EXERCISE: Scanning the entries below, copy every line that contains the word "true".
*** Opening EXERCISE INPUT ***
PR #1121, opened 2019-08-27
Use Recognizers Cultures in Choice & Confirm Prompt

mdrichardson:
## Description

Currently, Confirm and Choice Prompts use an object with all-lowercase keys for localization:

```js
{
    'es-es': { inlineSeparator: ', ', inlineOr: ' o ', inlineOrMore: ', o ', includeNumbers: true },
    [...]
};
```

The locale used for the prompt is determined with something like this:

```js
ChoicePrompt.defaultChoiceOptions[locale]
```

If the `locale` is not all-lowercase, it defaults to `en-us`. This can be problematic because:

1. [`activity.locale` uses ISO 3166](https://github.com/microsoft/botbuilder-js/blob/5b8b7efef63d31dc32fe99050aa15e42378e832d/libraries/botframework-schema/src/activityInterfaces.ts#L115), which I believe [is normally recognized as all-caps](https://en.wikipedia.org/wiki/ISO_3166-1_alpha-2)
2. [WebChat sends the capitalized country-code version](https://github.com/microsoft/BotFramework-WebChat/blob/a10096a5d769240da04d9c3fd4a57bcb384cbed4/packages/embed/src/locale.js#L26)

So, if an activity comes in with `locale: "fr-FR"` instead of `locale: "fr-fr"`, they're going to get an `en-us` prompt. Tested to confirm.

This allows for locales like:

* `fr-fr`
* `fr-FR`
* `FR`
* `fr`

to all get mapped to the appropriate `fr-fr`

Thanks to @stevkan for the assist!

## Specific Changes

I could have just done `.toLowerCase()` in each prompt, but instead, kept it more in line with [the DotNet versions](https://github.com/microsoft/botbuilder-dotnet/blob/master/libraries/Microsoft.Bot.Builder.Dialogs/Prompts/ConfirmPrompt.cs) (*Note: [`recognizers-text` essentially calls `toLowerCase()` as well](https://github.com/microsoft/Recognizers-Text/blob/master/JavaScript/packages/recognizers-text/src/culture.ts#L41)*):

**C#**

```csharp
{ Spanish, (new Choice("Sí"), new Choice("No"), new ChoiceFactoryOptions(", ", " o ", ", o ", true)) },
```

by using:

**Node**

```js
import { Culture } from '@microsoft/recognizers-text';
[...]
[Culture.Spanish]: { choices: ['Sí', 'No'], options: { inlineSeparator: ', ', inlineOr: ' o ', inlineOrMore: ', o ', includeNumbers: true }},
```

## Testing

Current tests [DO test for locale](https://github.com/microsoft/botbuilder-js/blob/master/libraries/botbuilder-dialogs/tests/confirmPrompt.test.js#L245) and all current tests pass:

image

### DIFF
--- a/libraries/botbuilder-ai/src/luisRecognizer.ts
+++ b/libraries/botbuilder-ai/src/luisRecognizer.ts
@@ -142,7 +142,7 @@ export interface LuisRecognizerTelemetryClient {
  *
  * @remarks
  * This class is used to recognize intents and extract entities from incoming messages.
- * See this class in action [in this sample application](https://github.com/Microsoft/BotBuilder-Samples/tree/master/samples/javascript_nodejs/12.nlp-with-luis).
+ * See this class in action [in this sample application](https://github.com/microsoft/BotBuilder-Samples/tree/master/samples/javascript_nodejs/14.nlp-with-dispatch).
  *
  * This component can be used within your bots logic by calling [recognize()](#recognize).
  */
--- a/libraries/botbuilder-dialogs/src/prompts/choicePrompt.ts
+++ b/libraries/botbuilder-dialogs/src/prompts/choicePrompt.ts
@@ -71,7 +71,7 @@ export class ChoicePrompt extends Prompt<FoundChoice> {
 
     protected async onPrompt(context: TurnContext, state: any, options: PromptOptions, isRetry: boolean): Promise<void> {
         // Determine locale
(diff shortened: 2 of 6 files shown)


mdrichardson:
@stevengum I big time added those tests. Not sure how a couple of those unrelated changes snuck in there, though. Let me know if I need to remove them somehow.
*** Closing EXERCISE INPUT ***
RESULT OF THIS TASK:
    'es-es': { inlineSeparator: ', ', inlineOr: ' o ', inlineOrMore: ', o ', includeNumbers: true },
{ Spanish, (new Choice("Sí"), new Choice("No"), new ChoiceFactoryOptions(", ", " o ", ", o ", true)) },
[Culture.Spanish]: { choices: ['Sí', 'No'], options: { inlineSeparator: ', ', inlineOr: ' o ', inlineOrMore: ', o ', includeNumbers: true }},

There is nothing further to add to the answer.